Advanced step: Worth the extra effort!

And this post wouldn't be complete without talking about macronutrients.

Protein, carbs and fat. Everything you eat is made up of a mixture of the 3.

I'm going to go against the grain in this post.

Protein is the only thing that matters right now.

Protein is the thing that will preserve your muscle, increase your metabolism, make you less likely to snack and promote fat loss. Protein should be the basis of your diet.

But how do I count protein then?

The exact same way you count calories. Read the label and write it down. If you're using an app it will be automatically calculated when you add foods in.

Your target protein intake should be 2g of every kilo of body weight. So, a 65kg women would be looking to get 130g of protein a day.

If you are able to eat within your daily calorie target and also hit your protein target, good things will happen.

Bonus material

Eating out

It's always the bane of counting your calories. How do you know how many calories are in your Sunday roast with extra gravy? The best thing you can do is guess.

Break it down into parts. 3 slices of beef. 3 potatoes. 2 parsnips. 1 yorkshire pudding, some carrots, some broccoli and some gravy.

When guessing meals from restaurants always overestimate. The chefs job is to make the food taste amazing, meaning they have no worries about dousing your potatoes in butter and adding as much extra sauce and flavour as possible. Good for your taste buds but bad for your waistline.

It's not a worry, by using the knowledge you gains from counting the calories of the food you cook, you can have a rough guess and then add 25% on to that guess.

Sneaky calories

I call em sneaky because you don't really think about them. Which means you will probably forget to add them to your daily totals and throw everything off whack.

1. Sauces and dressings. The flavour of your meals! But you must be sure to add them in. 1 serving of mayonnaise is around 180 calories!

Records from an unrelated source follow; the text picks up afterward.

PR #8916, opened 2016-09-20
JCache backup operations do not propagate CacheNotExistsException

jerrinot:
Reasoning:
1. I am a partition owner. You are a backup replica. I execute PUT and send you BACKUP
2. before you process the BACKUP someone else will tell you to destroy the cache
3. when you start processing the BACKUP then the cache no longer exists -> exception

New cache creation is blocking a caller until the cache is created on all members
->
if backup operation does not find the cache then it's because it was already destroyed.
not because it wasn't created yet.
->
Skipping the backup when a cache is not found will not lose any item.

### DIFF
--- a/hazelcast/src/main/java/com/hazelcast/cache/impl/operation/CacheRemoveBackupOperation.java
+++ b/hazelcast/src/main/java/com/hazelcast/cache/impl/operation/CacheRemoveBackupOperation.java
@@ -29,7 +29,7 @@ import java.io.IOException;
  * Backup operation used by remove operations.
  */
 public class CacheRemoveBackupOperation
-        extends AbstractCacheOperation
+        extends AbstractBackupCacheOperation
         implements BackupOperation, MutatingOperation {
 
     private boolean wanOriginated;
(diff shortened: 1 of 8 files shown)


hazelcast/src/main/java/com/hazelcast/cache/impl/operation/CacheRemoveBackupOperation.java
```diff
@@ -47,17 +47,13 @@ public CacheRemoveBackupOperation(String name, Data key, boolean wanOriginated)
...
     @Override
-    public void run()
+    public void runInternal()
             throws Exception {
-        if (cache != null) {
-            response = cache.removeRecord(key);
-        } else {
-            response = Boolean.FALSE;
-        }
+        cache.removeRecord(key);
```
jerrinot: there was a copy&paste error I fixed - response is irrelevant for backup operations.

Donnerbart:
run-lab-run

Donnerbart:
I still see a lot of duplicated code. Can't we make more operations use the new abstract Operation and put this piece of code in there?
```
        ICacheService service = getService();
        try {
             cache = service.getOrCreateRecordStore(name, getPartitionId());
         } catch (CacheNotExistsException e) {
             getLogger().finest("Error while getting a cache", e);
         }
```

jerrinot:
@Donnerbart: good one, I'll have a look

2. Oil and cooking spray. The oil you put down into the pan which is then soaked up by the succulent chicken breast and forgotten about. It counts. 1 tablespoon of olive oil is 120 calories.

3. Liquid calories. Coffees, soft drinks, sweet teas and fruit juices can easily add up to 500+ calories if consumed with each meal.

4. Finger food. AKA snacking. A few nuts here, a bite of your friend's pizza slice and some cookie samples from the grocery store. An unexpected 200 extra calories. They may seem harmless but they still count and can easily halt your progress.

So there you have it. A bit of a run down on calories and how to count them. Nothing requires too much effort or time. But it's the knowing how much you are putting into your body which will set off a change in body fat. The mere act of measuring will make you conscious of your food choices and set you up to make healthier decisions.